Si deseas hacer una prueba mas seria, puedes colocar el dispositivo en algún circuito con carga "Real" y con los parámetros de funcionamiento similares a los que llevaría en su circuito definitivo (Tensión/Frecuencia)
Esto presenta el inconveniente de que deberás armar varios tipos de "Probadores" según sea el dispositivo a comprobar


----------



## hastaloscondensadores (Ago 24, 2014)

Gracias Fogonazo. Así es como lo estoy haciendo. No obstante tenía dudas si sería suficiente con estas pruebas, pues estos componentes trabajan con unos valores de tensión e intensidad que yo no puedo obtener (y aunque los tuviese tendría que pensar una manera segura de probarlos). 
  Seguiré investigando si hay alguna manera más fiable para verificarlos, sobre todo el Snubber, que únicamente lo pruebo con el polímetro. Y como dices, con esta prueba solo se determina si el componente está totalmente dañado o no. Pues aunque no me de corto midiendo con el polímetro no puedo saber si funciona correctamente. 
  Gracias de nuevo por tu respuesta.


----------



## Dano (Ago 24, 2014)

Las redes Snubbers las podes probar con ruido y observas la salida sobre una carga puramente resistiva con un analizador de espectro. En lo posible se debe hacer a tensión nominal.


----------



## Fogonazo (Ago 24, 2014)

Una apreciación, algo subjetiva, es que si el componente xx que va a trabajar con 500A de carga, se comporta correctamente con 20A, muy probablemente también lo haga con los 500A 

Es decir NO hace falta imitar exactamente todos los parámetros de funcionamiento.
Opino que aplicando la misma tensión y frecuencia de conmutación pero con una carga menor te puede dar un buen diagnóstico del futuro funcionamiento del dispositivo.


----------



## hastaloscondensadores (Ago 25, 2014)

Gracias por vuestras respuestas.
Dano, en cuanto a lo del analizador de espectros, decirte que no dispongo de ninguno (tampoco lo he utilizado nunca; no llevo mucho tiempo en esto de la electrónica y me queda mucho por aprender...).
En cuanto a tu respuesta, Fogonazo, lo mismo pienso yo, que no hará falta probarlos a los valores de intensidad y tensión de funcionamiento real para obtener un diagnóstico fiable del componente. Pero como comento antes, no llevo mucho en esto...
Muchas gracias, de verdad.
Un saludo.


----------



## Fogonazo (Ago 25, 2014)

hastaloscondensadores dijo:


> Gracias por vuestras respuestas.
> Dano, en cuanto a lo del analizador de espectros, decirte que no dispongo de ninguno (tampoco lo he utilizado nunca; no llevo mucho tiempo en esto de la electrónica y me queda mucho por aprender...).
> En cuanto a tu respuesta, Fogonazo, lo mismo pienso yo, que no hará falta probarlos a los *valores de intensidad y tensión de funcionamiento* real para obtener un diagnóstico fiable del componente. Pero como comento antes, no llevo mucho en esto...
> Muchas gracias, de verdad.
> Un saludo.



Yo *no* comenté nada sobre probar con una *tensión reducida*. *SI* me parece importante hacer la comprobación de funcionamiento con la tensión de trabajo del dispositivo o cercana.


----------



## sergiot (Ago 26, 2014)

Yo pienso como Fogonazo, si el componente se comporta bien en condiciones de pruebas, mas allá que no sean valores de funcionamiento, también lo tienen que hacer a su régimen máximo.
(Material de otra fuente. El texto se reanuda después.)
PR #1177, opened 2025-06-16
Empty maps

lorchrob:
Support the empty map constructor.

Note to Daniel: There is one internal comment marked `(*!! ... *)` with a minor question to be checked before merging.


lorchrob:
The aforementioned internal comment was resolved and removed.

src/lustre/lustreAbstractInterpretation.ml
```diff
@@ -537,6 +538,7 @@ and interpret_int_expr node_id ctx ty_ctx proj expr =
       | _ -> assert false
     in
     extract_bounds_from_type output_ty
+  | EmptyMap _
```
daniel-larraz, line 541: Shouldn't we extract the bounds of the map value type?

daniel-larraz: I was mistaken. Please disregard this.

PR #1179, opened 2025-06-18
Fix lus_main and lus_main_type flag bugs

lorchrob:
After the changes to node IDs, `--lus_main` and `--lus_main_type` (before this PR) exhibited some buggy behaviors. 

1. Line 402 (before changes) accidentally omitted `~node_type:Type`, so in this case, the constructed node ID could not be found in the list of lustre nodes, throwing an error. 
2. Say you have a refinement type `T` but pass `--lus_main T` (rather than `--lus_main_type T`) to Kind 2. Previously, an internal error was thrown in `subsystem_of_nodes` rather than a nice error message. This is because the check on line 354 (calling `node_of_input_name`) only looks to see if there is some component with a matching name, and not whether the component type (node or type declaration) is correct. To address this, I insert calls to `node_of_node_id` to trigger the `Not_found` exception in all necessary cases. 

You can compare the behavior of calling `--lus_main T`, `--lus_main_type T`, `--lus_main N`, and `--lus_main_type N` before and after changes in the following example: 

```
type T = int;

node N (x: T) returns (y: T)
let
    y = x;
    check x = y;
tel
```

### DIFF
--- a/src/lustre/lustreInput.ml
+++ b/src/lustre/lustreInput.ml
@@ -358,12 +358,16 @@ let of_channel old_frontend only_parse in_ch =
                     (2) the main node's enviornment, if environment checking is enabled *)
               let main_nodes = 
                 if (not main_lustre_node.is_extern) && List.mem `CONTRACTCK (Flags.enabled ()) then 
-                  [NI.mk_node_id ~node_type:Contract (HString.mk_hstring s)]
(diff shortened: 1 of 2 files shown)


lorchrob:
For context: This issue is related to the code block Josh mentioned in the Kind 2 meeting for his work on the extension

PR #1182, opened 2025-06-30
Map element update

lorchrob:
Note to Daniel: we should talk about this PR on Tuesday (July 1) before you review


src/lustre/lustreExpr.ml
```diff
@@ -1251,6 +1251,24 @@ let mk_index_var i =
...
+          :: I.reserved_scope)
+       |> HString.mk_hstring)
+     kt 
+    |> Term.mk_var
+  in
+
+  (* create lustre expression for free variable*)
+  { expr_init = v;
+    expr_step = v;
+    expr_type = Type.t_int }
```
daniel-larraz: Shouldn't the expression be of type `kt`?

lorchrob: Yes. Addressed

PR #1186, opened 2025-07-11
Map element update 2

lorchrob:
Reimplement map element update in terms of 'inductive' equation


src/lustre/lustreAst.mli
```diff
@@ -207,7 +207,7 @@ type struct_item =
   | TupleSelection of position * ident * expr
   | FieldSelection of position * ident * ident
   | ArraySliceStructItem of position * ident * (expr * expr) list
-  | ArrayDef of position * ident * ident list
+  | ArrayDef of position * ident * ident list * lustre_type (* key type *)
```
lorchrob: Note to self -- undo this change as discussed with Daniel on Tuesday

PR #1193, opened 2025-07-30
Generate slicing certificates

erooke:
Adds a new flag `--certif_slicing` which will generate and verify a certificate that the slicing we performed did not change the behavior of the system. This branch is based off of https://github.com/kind2-mc/kind2/pull/1143


erooke:
~~Build error has to do with a bad rebase, figuring that out now.~~ Fixed

PR #1205, opened 2025-09-02
Update frame block initialization semantics

lorchrob:
Before this PR, frame block initializations were always supplied to the desugared equation at the top level of the RHS expression. In this PR, we update the semantics to only supply the initialization value in branches of if blocks where variables are left undefined. Consider the following example.
```
node N (c: bool) returns (y: int)
let
  frame (y)
  y = 0;
  let 
    if c then 
      y = 1;
    fi
  tel
tel
```
Previously, this would desugar to `y = 0 -> if c then 1 else pre y`. With the updated semantics, this desugars to `y = if c then 1 else 0 -> pre y`. (Notice the initialization is now only supplied to the missing `else` case of `y`'s definition.)


daniel-larraz:
@lorchrob There is a conflict with recent merges, could you please resolve it? Also, please update the user documentation as well as the documentation for the `desugar_frame_blocks` and `desugar_node_item` functions to reflect the new semantics.

lorchrob:
> @lorchrob There is a conflict with recent merges, could you please resolve it? Also, please update the user documentation as well as the documentation for the `desugar_frame_blocks` and `desugar_node_item` functions to reflect the new semantics.

Addressed both

lorchrob:
> @lorchrob ... as well as the documentation for the `desugar_frame_blocks` and `desugar_node_item` functions to reflect the new semantics.

Addressed this portion of the comment, which I missed in the previous commit

PR #1207, opened 2025-09-04
Supported new element update syntax for tuples, records, and arrays

lorchrob:
There is only one obstacle with supporting the new syntax. Consider expression `e[k := v]`. Here, we do not know at parse time whether to treat `k` as a `MapIndex`, `Index`, or `Label`. So, I added a new index constructor `GenericIndex` for use at parse time. At type checking, we use the inferred type of `e` to determine the correct index type. At normalization time, the index is replaced within the AST (from `GenericIndex` to one of the preexisting constructors).


lorchrob:
UPDATE -- support for the old syntax (with `with`) has been removed

src/lustre/lustreDesugarFrameBlocks.ml
```diff
@@ -155,6 +155,7 @@ let rec fill_ite_helper frame_pos node_id lhs id fill = function
               | A.Label (a, b) -> A.Label (a, b)
               | MapIndex (a, e) -> MapIndex (a, fill_ite_helper frame_pos node_id lhs id fill e)
               | Index (a, e) -> Index (a, fill_ite_helper frame_pos node_id lhs id fill e)
+              | GenericIndex _ -> assert false
```
daniel-larraz: This is reachable since desugaring happens before normalization.

src/lustre/lustreTypeChecker.ml
```diff
@@ -1394,6 +1398,24 @@ and check_type_expr: tc_context -> NI.t option -> LA.expr -> tc_type -> ([> warn
...
+    match ty with 
+    | LA.TupleType _ 
+    | LA.ArrayType _ -> Ok (LA.Index (pos, e2))
+    | LA.Map _ -> Ok (LA.MapIndex (pos, e2))
+    | LA.RecordType _ -> (
+      match e2 with 
+      | LA.Ident (pos, id) -> Ok (LA.Label (pos, id))
+      | _ -> type_error pos (IlltypedUpdateWithIndex ty) 
+      ) 
+    | _ -> type_error pos (IlltypedUpdateWithLabel ty)
```
daniel-larraz: I believe these two type errors need to be swapped: `IlltypedUpdateWithIndex` is the generic one, while `IlltypedUpdateWithLabel` applies specifically to records.

daniel-larraz (changes requested):

src/lustre/lustreTypeChecker.ml
lorchrob: I think this comment is half correct. I believe the first error message should stay as is. Consider the following.
```
type R = struct { f1: int; f2: real; };

node N(inp: R; x: int) returns (r: R);
let
  r = inp[(x+3) := 3]; 
  check r.f1 = 3;
tel
```
The inferred type of `inp` is a record type, and yet `(x+3)` cannot be interpreted as a record field value. So, we correctly produce the error `Expected a tuple, array, or map type but found R { f1: int; f2: real }` (with a position mapping to `inp`) (ie, expression `x+3` leads us to expect `inp` to have a non-record type, but indeed it is a record type). If we swapped the messages, we would get `Expected a record type but found R { f1: int; f2: real }`, which doesn't make sense.

However, consider the latter case. Since `x`'s inferred type is `int`, it cannot be updated. So we should expect a more generic error message: `Expected a tuple, array, map, or record type but found int`. I added this error message and applied it in this case.
```
type R = struct { f1: int; f2: real; };

node N(inp: R; x: int) returns (r: R);
let
  r = x[f1 := 3]; 
  check r.f1 = 3;
tel
```

src/lustre/lustreDesugarFrameBlocks.ml
lorchrob: Addressed

PR #685, opened 2021-02-01
Migrating path.resolve to fs.resolvePath, path.relative to fs.relativePath and adding a modified version of path.resolve

whosmayank:
This commit introduces three major changes 

1. Migrates path.resolve to fs.resolvePath
path.resolve() uses Deno.cwd() to add cwd as first parameter so that the resolved path is absolute. However, apis under std/path shouldn't be using Deno.cwd() implicitly as that would require read access to cwd.
A lot of code which depended on it has been modified to suit the change.

2. Migrating path.relative to fs.relativePath #8559
Same reason as 1

3. Add path.resolve() which does not use Deno.cwd() implicitly to std/path
1 removes path.resolve() from std/path. It'd be worth having path.resolve() as a counterpart to fs.resolvePath which mandates returning an absolute path


http/testdata/tls
```diff
@@ -0,0 +1 @@
+../../../cli/tests/tls
```
bartlomieju, line 1: This should be reverted; alongside whole `http/testdata/tls` directory

bartlomieju (changes requested):

http/testdata/tls
whosmayank: Fixed it. Copy-paste never yielded good results haha. Thanks for pointing it out :)

ry:
Hi @mayankagarwals, Thanks for the patch. I think we're generally in agreement that we want to have a resolve function that doesn't depend on Deno.cwd. How exactly that should be done is up for debate still. I'm going to close this patch because it's quite out of sync with main. I'm sorry we didn't get fasters reviews for this back in February.  I've opened https://github.com/denoland/deno_std/issues/1136 to discuss further but I'm closing this PR.

PR #689, opened 2021-02-01
build: remove matrix checks for lint job

caspervonb:
This removes some dead branches in the lint job introduced in #681.
Lint doesn't actually run on matrix.os, only ubuntu-latest.


caspervonb:
Unless you intended to run lint/fmt on the test matrix @lucacasonato?

ry (approved):
LGTM - thanks

PR #690, opened 2021-02-02
feat(http/file_server): support do not show dotfiles

zhmushan:
default:

with `--no-dotfiles`:


ry (approved):
LGTM - thanks @zhmushan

Para los que lidiamos con las reparaciones, utilizamos el viejo y querido tester y confiamos en él sin andar haciendo pruebas sobre como se comporta a un valor de tensión y corriente, pero cuando se tiene dudas de su funcionamiento y sospechamos que el tester no nos está diciendo toda la verdad, es mas fácil poner el mismo componente nuevo en su lugar y verificar si la falla persiste o si desapareció.

Cuando se tiene mucho tiempo y el costo de esas reparaciones lo ameritan, justificaría todo un aparatejo para hacer ensayos, pero muchas veces el costo y tiempo que eso lleva es mas seguro poner un componente nuevo y listo.


----------



## ecotronico (Ago 26, 2014)

hola a todos:

creo que el uso del multímetro es suficiente para descartar la mayoría problemas en los componentes (diodos, SCR o tiristor, MOSFET, IGBT, Capacitor electrolítico).
un multimetro con escalas continuidad, resistencia, capacitancia y diodo es suficiente.

si concuerdan conmigo, por lo general un procedimiento de pruebas es en este orden:
1- inspección visual (y olfato)
2- pruebas sin tensión (solamente el multímetro).
3- pruebas con tensión (multímetro y otros instrumentos más elaborados).
4- pruebas con carga mínima.
5- pruebas con carga nominal.

normalmente el paso 1 y 2 es eficaz para descartar componentes con problemas.
pero si el componente pasó estos puntos, ahí se comienza a revisar con tensión nominal y carga mínima (digamos, bombillos o ampolletas que nos muestran el comportamiento de acuerdo a la luz que enciende). si el componente se comportó como se debe, listo.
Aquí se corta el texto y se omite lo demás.